Record set:
PR #311, opened 2022-11-02
Public configuration getters

gius:
Make configuration getters and EndpointSummary public to allow custom OperationProcessors based on the original source code.

### DIFF
--- a/Src/Library/Config/EndpointOptions.cs
+++ b/Src/Library/Config/EndpointOptions.cs
@@ -13,7 +13,7 @@ public class EndpointOptions
     /// <summary>
     /// prefix for all routes (example 'api').
     /// </summary>
-    public string? RoutePrefix { internal get; set; }
+    public string? RoutePrefix { get; set; }
 
     /// <summary>
     /// a function to filter out endpoints from auto registration.
--- a/Src/Library/Config/VersioningOptions.cs
+++ b/Src/Library/Config/VersioningOptions.cs
@@ -8,7 +8,7 @@ public class VersioningOptions
     /// <summary>
     /// the prefix used in front of the version (for example 'v' produces 'v{version}').
     /// </summary>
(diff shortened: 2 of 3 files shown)


dj-nitehawk:
this info is already exposed via the `EndpointDefinition` which you can obtain like so:
https://github.com/FastEndpoints/FastEndpoints/blob/60c171af30fcd357cbf06e975d7e290cb92146e3/Src/Swagger/OperationProcessor.cs#L48-L49

use extension method `ctx.GetEndpointDefinition()` which is available in `v5.3.1.3-beta`

gius:
Thank you for your answer. I am sorry, I probably don't get it - let's say you want to copy the OperationProcessor, how do you replace these rows https://github.com/FastEndpoints/FastEndpoints/blob/60c171af30fcd357cbf06e975d7e290cb92146e3/Src/Swagger/OperationProcessor.cs#L58-L59 as `Config.VerOpts.Prefix` and `Config.EpOpts.RoutePrefix` are internal?

The same holds for https://github.com/FastEndpoints/FastEndpoints/blob/60c171af30fcd357cbf06e975d7e290cb92146e3/Src/Swagger/OperationProcessor.cs#L103 and `ProducesResponseTypeMetadata.Example`.

dj-nitehawk:
ah my bad. it is now sorted in `v5.3.1.4-beta`
https://github.com/FastEndpoints/FastEndpoints/blob/d8a4c171cceba2e1541e9622df93720d4a138803/Src/Swagger/OperationProcessor.cs#L58-L59
and
https://github.com/FastEndpoints/FastEndpoints/blob/d8a4c171cceba2e1541e9622df93720d4a138803/Src/Swagger/OperationProcessor.cs#L103

because i'd prefer to keep the config properties setter only.

gius:
Thank you!

PR #318, opened 2022-11-05
Fix json serializer context for query binding

vpetrusevici:


dj-nitehawk:
i removed the numeric parse function dictionary. since we already have this functionality for free from the main parser func dictionary. i.e. less code to maintain.
pls check if i made any mistakes.
let me know if it's ok to merge.

vpetrusevici:
looks good to me 👍🏻

PR #911, opened 2025-03-10
drop NET 6 and NET 7 support

sciocoder:
drop NET 6 and NET 7 support and restore 'collection expressions | type alias' in generators


dj-nitehawk:
thank you so much for this. saved me some hours.
good job mate!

Exercise prompt: Transcribe the whole listing with nothing added or left out.

Response to the exercise:
PR #311, opened 2022-11-02
Public configuration getters

gius:
Make configuration getters and EndpointSummary public to allow custom OperationProcessors based on the original source code.

### DIFF
--- a/Src/Library/Config/EndpointOptions.cs
+++ b/Src/Library/Config/EndpointOptions.cs
@@ -13,7 +13,7 @@ public class EndpointOptions
     /// <summary>
     /// prefix for all routes (example 'api').
     /// </summary>
-    public string? RoutePrefix { internal get; set; }
+    public string? RoutePrefix { get; set; }
 
     /// <summary>
     /// a function to filter out endpoints from auto registration.
--- a/Src/Library/Config/VersioningOptions.cs
+++ b/Src/Library/Config/VersioningOptions.cs
@@ -8,7 +8,7 @@ public class VersioningOptions
     /// <summary>
     /// the prefix used in front of the version (for example 'v' produces 'v{version}').
     /// </summary>
(diff shortened: 2 of 3 files shown)


dj-nitehawk:
this info is already exposed via the `EndpointDefinition` which you can obtain like so:
https://github.com/FastEndpoints/FastEndpoints/blob/60c171af30fcd357cbf06e975d7e290cb92146e3/Src/Swagger/OperationProcessor.cs#L48-L49

use extension method `ctx.GetEndpointDefinition()` which is available in `v5.3.1.3-beta`

gius:
Thank you for your answer. I am sorry, I probably don't get it - let's say you want to copy the OperationProcessor, how do you replace these rows https://github.com/FastEndpoints/FastEndpoints/blob/60c171af30fcd357cbf06e975d7e290cb92146e3/Src/Swagger/OperationProcessor.cs#L58-L59 as `Config.VerOpts.Prefix` and `Config.EpOpts.RoutePrefix` are internal?

The same holds for https://github.com/FastEndpoints/FastEndpoints/blob/60c171af30fcd357cbf06e975d7e290cb92146e3/Src/Swagger/OperationProcessor.cs#L103 and `ProducesResponseTypeMetadata.Example`.

dj-nitehawk:
ah my bad. it is now sorted in `v5.3.1.4-beta`
https://github.com/FastEndpoints/FastEndpoints/blob/d8a4c171cceba2e1541e9622df93720d4a138803/Src/Swagger/OperationProcessor.cs#L58-L59
and
https://github.com/FastEndpoints/FastEndpoints/blob/d8a4c171cceba2e1541e9622df93720d4a138803/Src/Swagger/OperationProcessor.cs#L103

because i'd prefer to keep the config properties setter only.

gius:
Thank you!

PR #318, opened 2022-11-05
Fix json serializer context for query binding

vpetrusevici:


dj-nitehawk:
i removed the numeric parse function dictionary. since we already have this functionality for free from the main parser func dictionary. i.e. less code to maintain.
pls check if i made any mistakes.
let me know if it's ok to merge.

vpetrusevici:
looks good to me 👍🏻

PR #911, opened 2025-03-10
drop NET 6 and NET 7 support

sciocoder:
drop NET 6 and NET 7 support and restore 'collection expressions | type alias' in generators


dj-nitehawk:
thank you so much for this. saved me some hours.
good job mate!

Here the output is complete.